John, it's clear that you have fundamentally differing views on street photography, and the morality therein. Without the human element, street photography loses it's luster. Without the freedoms that people of the US (and I would hope Canada as well) are granted, there would be no street photography, and there would be a distinct lack of evocative street photographs over the past 80 years. 

People have every right to get mad if there's a photographer in their face, but there isn't anything they can do about it. If it's not you taking the photo, it's someone else... They simply need to get used to it. If they don't want to get their photo taken, they should practice looking less intriguing to the photographic eye. 

As for your last statement: Everyone would handle that situation differently. If I felt like I could potentially be in a dangerous situation, I would continue walking and shooting. If I didn't feel that he posed a threat, I'd leave and then come back around for a second attempt with hopefully a much less aware son.


----------



## jowensphoto (Feb 21, 2012)

> As for your last statement: Everyone would handle that situation  differently. If I felt like I could potentially be in a dangerous  situation, I would continue walking and shooting. If I didn't feel that  he posed a threat, I'd leave and then come back around for a second  attempt with hopefully a much less aware son.



Or maybe snap a pic of him. :greenpbl:


----------



## tirediron (Feb 21, 2012)

Village Idiot said:


> If street photography worked on the grounds of you only take photos of people that want their pictures taken, then there'd be a lot less interesting photos out there.

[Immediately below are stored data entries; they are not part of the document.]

PR #929, opened 2017-02-12
Implement GTID based MariaDB Master/Slave resource-agent

pyssling:
This is a fork of the mysql resource-agent for use with MariaDB
with GTID support. This simplifies a number of steps in failover
scenarios as slaves no longer require notification of the log
positions in the master.

This GTID could in theory have been integrated into the mysql
agent, but as MariaDB and MySQL are diverging it seems wise
to likewise fork the resource-agents.

### DIFF
--- a/doc/man/Makefile.am
+++ b/doc/man/Makefile.am
@@ -127,6 +127,7 @@ man_MANS	       = ocf_heartbeat_AoEtarget.7 \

Granted, however (and I admit that it is a distinction with a subtle difference) I am not referring to people who only want their pictures taken, but rather NOT taking pictures of those who do not wish it.  I've done a fair bit of street/urban candid photography and whenever I'm dealing with a situation where the image will be of a single person who will clearly be able to see me shooting, I've sought permission.  Yes, I have lost the odd 'moment' because of that, I do regret not having some of those images, but NOT at the cost of offending someone.


----------



## tirediron (Feb 21, 2012)

o hey tyler said:


> John, it's clear that you have fundamentally differing views on street photography, and the morality therein.


Yeah, I'd say that's a fair assessment!



o hey tyler said:


> Without the human element, street photography loses it's luster. Without the freedoms that people of the US (and I would hope Canada as well) are granted, there would be no street photography, and there would be a distinct lack of evocative street photographs over the past 80 years.


True, but again, I'm only talking about not shooting those who people who expressly don't wish to be photographed.  I suspect in the overall archive, that would make up a fairly small percentage.



o hey tyler said:


> People have every right to get mad if there's a photographer in their face, but there isn't anything they can do about it. If it's not you taking the photo, it's someone else... They simply need to get used to it.


And therein lies the cornerstone of my position:  I fail to see why a person should be forced to get used to something that they don't like. (Presupposing of course, that 'something' is a lawful activity)


----------



## o hey tyler (Feb 21, 2012)

tirediron said:


> ]And therein lies the cornerstone of my position: * I fail to see why a person should be forced to get used to something that they don't like.* (Presupposing of course, that 'something' is a lawful activity)



Women are forced to get mammograms, men are forced to get a colonoscopy, kids are forced to go to school, people are forced to work jobs they don't like, etc. 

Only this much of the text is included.